What is required >>
Two lines in the listing below mark the span: one contains "celestehorgan: They're used" and one contains "PR #21927, opened 2020-06-20". Reproduce both of them and everything between, exactly.

◆ ◆ ◆

PR #21904, opened 2020-06-19
Update the correct values for allocated resources per namespace

merishlalla:
In the example, Memory limits and Memory requests per namespace don't add up correctly to the total displayed under Total requests.

Previously the inference was "8+2+2+1 = 14" which is incorrect for memory limits.
Memory requests was "8+1+2=12" which is also incorrect.


merishlalla:
I've logged a support issue for this as I have been able to verify that it is the correct details.

PR #21916, opened 2020-06-19
Fix feature state tags on admission controller

celestehorgan:
They were rendering incorrectly because they were inline with the headers.

[Preview link](https://deploy-preview-21916--kubernetes-io-master-staging.netlify.app/docs/reference/access-authn-authz/admission-controllers/)

### DIFF
--- a/content/en/docs/reference/access-authn-authz/admission-controllers.md
+++ b/content/en/docs/reference/access-authn-authz/admission-controllers.md
@@ -99,7 +99,9 @@ NamespaceLifecycle, LimitRanger, ServiceAccount, TaintNodesByCondition, Priority
 
 ## What does each admission controller do?
 
-### AlwaysAdmit {#alwaysadmit} {{< feature-state for_k8s_version="v1.13" state="deprecated" >}}
+### AlwaysAdmit {#alwaysadmit}
+
+{{< feature-state for_k8s_version="v1.13" state="deprecated" >}}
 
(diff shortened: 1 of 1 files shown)


content/en/docs/reference/access-authn-authz/admission-controllers.md
```diff
@@ -99,7 +99,9 @@ NamespaceLifecycle, LimitRanger, ServiceAccount, TaintNodesByCondition, Priority
 
 ## What does each admission controller do?
 
-### AlwaysAdmit {#alwaysadmit} {{< feature-state for_k8s_version="v1.13" state="deprecated" >}}
+### AlwaysAdmit {#alwaysadmit}
```
kbhawkey, line 102: nit: Just checking, are the named anchors needed?
I expect these are automatically created and that the links were correct before the theme was introduced.

celestehorgan: They're used by links in other parts of the docs –  I'd leave them in for now.

kbhawkey: Right. I don't mind adding the named anchors if the names are different from what is automatically generated or the automatically generated name is too long. The other reason is if the heading changes and you want to preserve the link.

kbhawkey:
Thanks for fixing, @celestehorgan .
/lgtm

Issue #21926, opened 2020-06-20
Prior versions of API documentation no longer available


joelsmith:
**Problem:**

It appears that #21216 removed all versions of the API reference prior to the current version v1.18.  That means that not only are prior versions of the API reference not available via the website, but any external links or bookmarks to API documentation were invalidated unless they were created recently enough that they refer to v1.18.

This document gives the impression that at least 5 most recent versions should remain on the index (and therefore, on the website), and doesn't specify how many non-indexed versions should remain. I'm not sure if this was a policy decision or an oversight, but I believe that the K8s website is a valuable reference and should contain many versions of the API documentation to increase its usefulness to the community.

https://kubernetes.io/docs/contribute/generate-ref-docs/kubernetes-api/#updating-the-api-reference-index-pages

> Open `<web-base>/content/en/docs/reference/_index.md` for editing, and add a new link for the latest API reference. Remove the oldest API reference version. There should be five links to the most recent API references.

/kind regression
/priority important-soon

joelsmith:
/assign @kbhawkey 

@kbhawkey, I have posted PR #21927 to address this issue. Ideally, it would be good to restore the prior versions of the API documentation ASAP, then have a conversation in sig-docs about how many prior versions to maintain. IMO, at the very least, we should have docs for any versions that are still supported, and we should err on the side of having too many, not too few.

joelsmith:
I'm sorry for raising this issue. I somehow got confused thinking that my old links didn't work, but I just tested more of them and it looks like they got redirected to the archive sites for prior versions. So, I guess this is working as designed.

PR #21927, opened 2020-06-20
Re-add prior version API reference documentation

joelsmith:
Also, update API index to refer to 5 most recent versions, as per
docs/contribute/generate-ref-docs/kubernetes-api.md

See #21926

/fixes 21926
/priority important-soon


tengqm:
/hold
We actually provide legacy APIs in the archive. We can fix the index page so that the archived versions are easy to find rather than carry them over to future versions.
Will propose a different fix soon.

joelsmith:
Nevermind, I didn't see the redirect rules and had somehow convinced myself that it wasn't working. Sorry for the extra churn.

tengqm:
Thanks for reporting this, anyway.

◆ ◆ ◆

Expected answer >>
celestehorgan: They're used by links in other parts of the docs –  I'd leave them in for now.

kbhawkey: Right. I don't mind adding the named anchors if the names are different from what is automatically generated or the automatically generated name is too long. The other reason is if the heading changes and you want to preserve the link.

kbhawkey:
Thanks for fixing, @celestehorgan .
/lgtm

Issue #21926, opened 2020-06-20
Prior versions of API documentation no longer available


joelsmith:
**Problem:**

It appears that #21216 removed all versions of the API reference prior to the current version v1.18.  That means that not only are prior versions of the API reference not available via the website, but any external links or bookmarks to API documentation were invalidated unless they were created recently enough that they refer to v1.18.

This document gives the impression that at least 5 most recent versions should remain on the index (and therefore, on the website), and doesn't specify how many non-indexed versions should remain. I'm not sure if this was a policy decision or an oversight, but I believe that the K8s website is a valuable reference and should contain many versions of the API documentation to increase its usefulness to the community.

https://kubernetes.io/docs/contribute/generate-ref-docs/kubernetes-api/#updating-the-api-reference-index-pages

> Open `<web-base>/content/en/docs/reference/_index.md` for editing, and add a new link for the latest API reference. Remove the oldest API reference version. There should be five links to the most recent API references.

/kind regression
/priority important-soon

joelsmith:
/assign @kbhawkey 

@kbhawkey, I have posted PR #21927 to address this issue. Ideally, it would be good to restore the prior versions of the API documentation ASAP, then have a conversation in sig-docs about how many prior versions to maintain. IMO, at the very least, we should have docs for any versions that are still supported, and we should err on the side of having too many, not too few.

joelsmith:
I'm sorry for raising this issue. I somehow got confused thinking that my old links didn't work, but I just tested more of them and it looks like they got redirected to the archive sites for prior versions. So, I guess this is working as designed.

PR #21927, opened 2020-06-20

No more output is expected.